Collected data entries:
-*-*-

Issue #425, opened 2023-10-25
Change format of content of _validation field


rennerocha:
If a validation error is found and [SPIDERMON_VALIDATION_ADD_ERRORS_TO_ITEMS](https://spidermon.readthedocs.io/en/1.20.0/item-validation.html#spidermon-validation-add-errors-to-items) setting is `True`, we populate the `_validation` field with the errors.

The content of this field is the string representation of a Python defaultdict such as:
` '_validation': defaultdict(<class 'list'>, {'author_url': ['Invalid URL']})`

To make this field valid as JSON, we should have it as a list of objects such as:
` '_validation': [ {'author_url': ['Invalid URL'] }]`

This change will improve the data returned, making it possible to be read as a JSON.

rochamatcomp:
Can I take this issue? I have created this pull request #431.

Laerte:
Can we close this issue since was implemented? cc: @Gallaecio @VMRuiz

PR #431, opened 2024-02-08
Change format of content of _validation field (#425)

rochamatcomp:
The content of _validation field must to be the string representation of a Python dict instead defaultdict when SPIDERMON_VALIDATION_ADD_ERRORS_TO_ITEMS setting is True.

### DIFF
--- a/docs/source/getting-started.rst
+++ b/docs/source/getting-started.rst
@@ -478,8 +478,7 @@ The resulted item will look like this:
 .. code-block:: js
 
     {
-        '_validation': defaultdict(
-            <class 'list'>, {'author_url': ['Invalid URL']}),
+        '_validation': {'author_url': ['Invalid URL']},
          'author': 'Mark Twain',
          'author_url': 'not_a_valid_url',
          'quote': 'Never tell the truth to people who are not worthy of it.',
--- a/docs/source/item-validation.rst
+++ b/docs/source/item-validation.rst
@@ -81,7 +81,7 @@ You can change the name of the field by assigning a name to `SPIDERMON_VALIDATIO
 .. code-block:: js
 
     {
-        '_validation': defaultdict(<class 'list'>, {'author_url': ['Invalid URL']}),
+        '_validation': {'author_url': ['Invalid URL']},
         'author': 'C.S. Lewis',
         'author_url': 'invalid_url',
         'quote': 'Some day you will be old enough to start reading fairy tales '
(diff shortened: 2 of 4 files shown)


VMRuiz:
Thanks @rochamatcomp for the PR!

@curita  @fcanobrash  Are you aware of any other tool that may need to be updated to adapt to this new format?

rochamatcomp:
The two failed tests are fixed in #432.

VMRuiz:
> > Thanks @rochamatcomp for the PR!
> > @curita  @fcanobrash Are you aware of any other tool that may need to be updated to adapt to this new format?
> 
> @VMRuiz given that a `defaultdict` is a subclass of `dict`, anything you were able to do with the content of `_validation` key should work fine, except if we try to access a key that is missing, which is not an expected use case. Generally in the user's code we don´t know the content of this key and just read it as it is (not trying to check for different values).

Notice that [in your issue](https://github.com/scrapinghub/spidermon/issues/425)  you said: 

> To make this field valid as JSON, we should have it as a list of objects such as:
>  '_validation': [ {'author_url': ['Invalid URL'] }]
> 

which would require to convert `_validation` type from `defaultdict` to `list`. However, the current solution converts from `defaultdict` to `dict`. This is way I was asking about possible conflicts. 

Is @rochamatcomp  approach what you were expecting?

rochamatcomp:
> > > Thanks @rochamatcomp for the PR!
> > > @curita  @fcanobrash Are you aware of any other tool that may need to be updated to adapt to this new format?
> > 
> > 
> > @VMRuiz given that a `defaultdict` is a subclass of `dict`, anything you were able to do with the content of `_validation` key should work fine, except if we try to access a key that is missing, which is not an expected use case. Generally in the user's code we don´t know the content of this key and just read it as it is (not trying to check for different values).
> 
> Notice that [in your issue](https://github.com/scrapinghub/spidermon/issues/425) you said:
> 
> > To make this field valid as JSON, we should have it as a list of objects such as:
> > '_validation': [ {'author_url': ['Invalid URL'] }]
> 
> which would require to convert `_validation` type from `defaultdict` to `list`. However, the current solution converts from `defaultdict` to `dict`. This is way I was asking about possible conflicts.
> 
> Is @rochamatcomp approach what you were expecting?

I'm expecting change from `defaultdict(list, {'_validation': [{'author_url': ['Invalid URL']}]})` to `{'_validation': [{'author_url': ['Invalid URL']}]}`

The list inside the default/dict don't change.

VMRuiz:
Sorry, my previous comment was aim to @rennerocha

VMRuiz (approved):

-*-*-

Task goal.
Give solely the number of lines in the data that contain the string "objects".

Exercise solution.
3